On the manual/auto issue, I’d recommend letting them learn in an automatic if they don’t have an interest in mechanical devices. If they like to know how things work and can appreciate how a car works, they will find it easier to master a manual transmission. But if they have no idea what a clutch does or how the gears work, it will be safer and less stressful for them to start with an automatic. They can always learn a manual later if they desire. That’s what I did (even though I do love mechanical things and understand the car completely).
I’d avoid a Jazz simply because they’re quite noisy. They have little sound insulation and I notice how much noisier they are than cars one notch up the size range, such as Corollas, Golfs and Civics. They are brilliantly designed otherwise, and if the noise doesn’t bother you, you would find a Jazz very roomy and practical. It will easily accommodate tall people in the back seat (a Civic won’t because of its low roof).
If possible I’d go for a Mazda 3. They are incredibly reliable and in the 7 years I’ve had mine (2007 model) I have not had any expensive issues (just routine servicing). I would also consider a Mitsubishi Lancer.

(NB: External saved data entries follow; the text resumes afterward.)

PR #298, opened 2025-06-25
IoStats-CallBack-AAL

vaibhav5140:
## Description of change

This PR implements a callback mechanism that allows the analytics accelerator to pass metrics back to the S3A connector, ensuring that each GET operation properly increments the STREAM_READ_ANALYTICS_GET_REQUESTS counter. This enables S3A to monitor and assert with accurate statistics. 

Public Jira: https://issues.apache.org/jira/browse/HADOOP-19364

Haddop S3A PR: https://github.com/apache/hadoop/pull/7763

---

### DIFF
--- a/common/src/main/java/software/amazon/s3/analyticsaccelerator/util/DefaultRequestCallbackImpl.java
+++ b/common/src/main/java/software/amazon/s3/analyticsaccelerator/util/DefaultRequestCallbackImpl.java
@@ -24,11 +24,11 @@ public class DefaultRequestCallbackImpl implements RequestCallback {
 
   @Override
   public void onGetRequest() {
-    LOG.debug("GET request made");
+    LOG.trace("GET request made");
   }
 
   @Override
   public void onHeadRequest() {
-    LOG.debug("HEAD request made");
+    LOG.trace("HEAD request made");
   }
 }
--- a/input-stream/src/main/java/software/amazon/s3/analyticsaccelerator/S3SeekableInputStreamFactory.java
+++ b/input-stream/src/main/java/software/amazon/s3/analyticsaccelerator/S3SeekableInputStreamFactory.java
@@ -80,7 +80,8 @@ public class S3SeekableInputStreamFactory implements AutoCloseable {
     this.parquetColumnPrefetchStore =
         new ParquetColumnPrefetchStore(configuration.getLogicalIOConfiguration());
     this.objectMetadataStore =
-        new MetadataStore(objectClient, telemetry, configuration.getPhysicalIOConfiguration());
+        new MetadataStore(
+            objectClient, telemetry, configuration.getPhysicalIOConfiguration(), metrics);
     this.objectFormatSelector = new ObjectFormatSelector(configuration.getLogicalIOConfiguration());
     this.objectBlobStore =
         new BlobStore(objectClient, telemetry, configuration.getPhysicalIOConfiguration(), metrics);
--- a/input-stream/src/main/java/software/amazon/s3/analyticsaccelerator/io/physical/data/MetadataStore.java
+++ b/input-stream/src/main/java/software/amazon/s3/analyticsaccelerator/io/physical/data/MetadataStore.java
@@ -25,12 +25,14 @@ import java.util.concurrent.CompletableFuture;
 import lombok.NonNull;
 import org.slf4j.Logger;
 import org.slf4j.LoggerFactory;
+import software.amazon.s3.analyticsaccelerator.common.Metrics;
 import software.amazon.s3.analyticsaccelerator.common.telemetry.Operation;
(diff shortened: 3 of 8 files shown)


input-stream/src/main/java/software/amazon/s3/analyticsaccelerator/S3SeekableInputStream.java
```diff
@@ -51,19 +53,25 @@ public class S3SeekableInputStream extends SeekableInputStream {
...
    * @param logicalIO already initialised LogicalIO
    * @param telemetry The {@link Telemetry} to use to report measurements.
+   * @param openStreamInformation The to use to report measurements.
    */
   S3SeekableInputStream(
-      @NonNull S3URI s3URI, @NonNull LogicalIO logicalIO, @NonNull Telemetry telemetry) {
+      @NonNull S3URI s3URI,
+      @NonNull LogicalIO logicalIO,
+      @NonNull Telemetry telemetry,
+      @NonNull OpenStreamInformation openStreamInformation) {
```
rajdchak, line 70: I don't think passing of openStreamInformation is required here. Not sure why are we doing this?

input-stream/src/main/java/software/amazon/s3/analyticsaccelerator/S3SeekableInputStreamFactory.java
```diff
@@ -98,7 +98,8 @@ public S3SeekableInputStreamFactory(
    * @return An instance of the input stream.
```
ahmarsuhail, line 98: also shouldn't need any changes here

input-stream/src/main/java/software/amazon/s3/analyticsaccelerator/io/physical/data/Block.java
```diff
@@ -126,7 +126,9 @@ private void generateSourceAndData() throws IOException {
                 .etag(this.blockKey.getObjectKey().getEtag())
                 .referrer(referrer)
                 .build();
-
+        if (openStreamInformation.getRequestCallback() != null) {
```
ahmarsuhail, line 129: you shouldn't need a null check here. the default implementation of this should be a NO-OP. 

S3A will overwrite the callbacks, so this actually does something

vaibhav5140: Addressed in updated PR

input-stream/src/main/java/software/amazon/s3/analyticsaccelerator/S3SeekableInputStream.java
vaibhav5140: Addressed in updated revision

input-stream/src/main/java/software/amazon/s3/analyticsaccelerator/S3SeekableInputStreamFactory.java
vaibhav5140: Addressed in updated revision

input-stream/src/main/java/software/amazon/s3/analyticsaccelerator/io/physical/data/MetadataStore.java
```diff
@@ -125,8 +125,13 @@ public synchronized CompletableFuture<ObjectMetadata> asyncGet(
                         .name(OPERATION_METADATA_HEAD_ASYNC)
                         .attribute(StreamAttributes.uri(s3URI))
                         .build(),
-                objectClient.headObject(
-                    HeadRequest.builder().s3Uri(s3URI).build(), openStreamInformation)));
+                () -> {
+                  CompletableFuture<ObjectMetadata> result =
```
ahmarsuhail, line 129: what about updating the head request metric?

common/src/main/java/software/amazon/s3/analyticsaccelerator/util/DefaultRequestCallbackImpl.java
```diff
@@ -0,0 +1,34 @@
...
+import org.slf4j.Logger;
+import org.slf4j.LoggerFactory;
+
+/** Default implementation of {@link RequestCallback} that logs requests at debug level. */
+public class DefaultRequestCallbackImpl implements RequestCallback {
+  private static final Logger LOG = LoggerFactory.getLogger(DefaultRequestCallbackImpl.class);
+
+  @Override
+  public void onGetRequest() {
+    LOG.debug("GET request made");
```
ahmarsuhail, line 27: sorry can you move this to TRACE? just thinking logging this at debug will create a lot of noise in the benchmarking logs

ahmarsuhail (dismissed):
+1, pending moving logging to trace. 

would be great if you can also update the HEAD request metric also. we can move it into objectClient later

ahmarsuhail (approved):
+1, LGTM

PR #307, opened 2025-07-07
Add Retries and Retry Policy

fuatbasik:
## Description of change
This is the first PR of a series of 2, that is adding RetryPolicy (with Failsafe as a dependency) and applying these retries with the current defaults. In the next PR, I will add the logic to pass RetryPolicy from library user to block, through Open Stream Information 

#### Relevant issues
NO. 

No. 

Yes, it introduces a new capability to change/add retries on top of SDK retries. 

Added new unit tests, confirmed existing GrayFailureTests are passing. 

Yes.  I will update the ChangeLog and Readme in the next PR. 

---


input-stream/src/main/java/software/amazon/s3/analyticsaccelerator/io/physical/data/Block.java
```diff
@@ -106,80 +103,61 @@ public Block(
     this.openStreamInformation = openStreamInformation;
     this.readMode = readMode;
     this.referrer = new Referrer(this.blockKey.getRange().toHttpString(), readMode);
-    this.readTimeout = readTimeout;
-    this.readRetryCount = readRetryCount;
     this.aggregatingMetrics = aggregatingMetrics;
     this.indexCache = indexCache;
-    generateSourceAndData();
+    this.configuration = configuration;
```
stubz151, line 108: is this variable ever used? 
think line 111 and 109-110 use class variable vs constructor variable in different ways maybe just remove this config?

input-stream/build.gradle.kts
```diff
@@ -73,6 +73,7 @@ dependencies {
     implementation(libs.parquet.format)
     implementation(libs.slf4j.api)
     implementation(libs.caffeine)
+    implementation(libs.failsafe)
```
stubz151, line 76: just checking if u ran jar tvf and saw it pull in any other dependencies?

input-stream/src/main/java/software/amazon/s3/analyticsaccelerator/retry/RetryExecutor.java
```diff
@@ -0,0 +1,85 @@
...
+   *
+   * @param runnable the operation to execute, which may throw IOException
+   * @throws IOException if the operation fails after all retry attempts are exhausted
+   * @throws NullPointerException if runnable is null
+   */
+  void executeWithRetry(IORunnable runnable) throws IOException;
+
+  /**
+   * Executes a supplier with retry logic according to the configured retry policy.
+   *
```
stubz151, line 46: these 2 lines are basically saying the same thing about using the retry policy maybe just merge them?

input-stream/src/main/java/software/amazon/s3/analyticsaccelerator/retry/RetryExecutor.java
```diff
@@ -0,0 +1,85 @@
...
+   * @param supplier the operation to execute, returns <R>, may throw IOException
+   * @return R result of the supplier.
+   * @throws IOException if the operation fails due to an I/O error
+   */
+  R getWithRetry(IOSupplier<R> supplier) throws IOException;
+
+  /** Functional interface for operations that can throw IOException. */
+  @FunctionalInterface
+  interface IORunnable {
```
stubz151, line 59: think this interface and the interface below can be handy in the future should we move them to their own classes.

input-stream/src/main/java/software/amazon/s3/analyticsaccelerator/retry/SeekableInputStreamRetryExecutor.java
```diff
@@ -0,0 +1,128 @@
...
+  /**
+   * Creates a retry executor with a single retry policy based on the provided configuration.
+   *
+   * <p>The retry policy is configured using settings from the PhysicalIOConfiguration, including
+   * retry count and timeout values.
+   *
+   * @param configuration the physical IO configuration containing retry settings
+   * @throws NullPointerException if configuration is null
+   */
+  public SeekableInputStreamRetryExecutor(PhysicalIOConfiguration configuration) {
```
stubz151, line 65: I don't think this should take PhysicalIOConfiguration, I can see us wanting to re-use this logic elsewhere and we might not necessarily want to use PhysicalIOConfiguration there. Can't we split this out to it's own thing? even if it just includes the 2 settings we have for now.

input-stream/src/test/java/software/amazon/s3/analyticsaccelerator/retry/RetryPolicyBuilderTest.java
```diff
@@ -0,0 +1,105 @@
...
+    RetryPolicyBuilder<String> builder = new RetryPolicyBuilder<>();
+    Duration timeout = Duration.ofSeconds(10);
+    RetryPolicyBuilder<String> result = builder.withMaxDuration(timeout);
+
+    assertSame(builder, result);
+    assertNotNull(builder.build());
+  }
+
+  @Test
+  void testHandleSingleException() {
```
stubz151, line 66: lots of these tests are very similar is there the possibility of us combining them into a parameterized test maybe?

input-stream/src/test/java/software/amazon/s3/analyticsaccelerator/retry/SeekableInputStreamRetryExecutorTest.java
```diff
@@ -0,0 +1,205 @@
...
+class SeekableInputStreamRetryExecutorTest {
+
+  @Test
+  void testNoArgsConstructor() {
+    SeekableInputStreamRetryExecutor<String> executor = new SeekableInputStreamRetryExecutor<>();
+    assertNotNull(executor);
+  }
+
+  @Test
+  void testConfigurationConstructor() {
```
stubz151, line 34: same thing about using parameterized test to just cover all the constructor tests.

input-stream/build.gradle.kts
fuatbasik: failsafe itself is dependency free, but i will double check the jar.

input-stream/src/main/java/software/amazon/s3/analyticsaccelerator/io/physical/data/Block.java
```diff
@@ -110,76 +112,80 @@ public Block(
...
-                () -> {
-                  this.aggregatingMetrics.add(MetricKey.GET_REQUEST_COUNT, 1);
-                  return objectClient.getObject(getRequest, openStreamInformation);
-                });
+  /**
+   * Helper to construct source and data
+   *
+   * @throws RuntimeException if all retries fails and an error occurs
+   */
+  private void generateSourceAndData() {
```
fuatbasik, line 144: With this PR we are changing the retry behaviour, intentionally. Today if generateSourceAndData timeouts (mostly this is relevant to StreamUtils.toByteArray()), we will retry, even if there is no call to 'read' function of that block. With this change we will only retry if there is a call to 'read' function. This could be when we prefetch a block but never read it, but it does make sense not to retry them anyways.

stubz151 (approved):

stubz151:
LGTM TY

Many will beg to differ on this but if you don’t drive many km, a car with high km (close to but not beyond 130,000 km) and a complete service history could be good value and could mean you get a newer model for the same outlay on a car with lower km – just make sure it is inspected and roadworthied independently.
Some background on trade-ins: last time around I was looking to sell the old car (1993 Magna) and buy the current one (2000 Astra). I found the Astra at a dealer in Melton, and asked about trade-ins. He said perhaps a couple of thousand dollars. At the time the theoretical price for a 1993 Magna was about double that, so I passed, thinking I could sell it privately.
It became obvious that I’d have to spend a fortune bringing it up to scratch for a roadworthy. This is obviously something a dealer could do more cheaply, with cost-price access to mechanics. It ended up not being worth it and the car got sold for scrap for (from memory) about $350.
The Astra is now 17 years old; the Magna was 15. So as @Phillip says, if it’s similar amounts this time around, I’d probably take the trade-in if offered.
I got a 2007 Honda Jazz a couple of years ago and have been very pleasantly surprised with the fuel economy.
That’s very diplomatic of you to put the dealer’s cheaper roadworthy costs down to ‘cost-price access to mechanics’!
Hi Daniel, I know this was a little while a
Go now but if you are still thinking about it go for a manual. Hang in there’s on the boys struggling. Most hire Utes ( Bunnings) etc are still manuals. If they are with friends and they turn out to be the only responsible driver left of an evening and car is a manual they can drive it … sorry all I can think of ATM. The i30 range have very decent leg room in the back for adult sized passengers. As does the Elantra.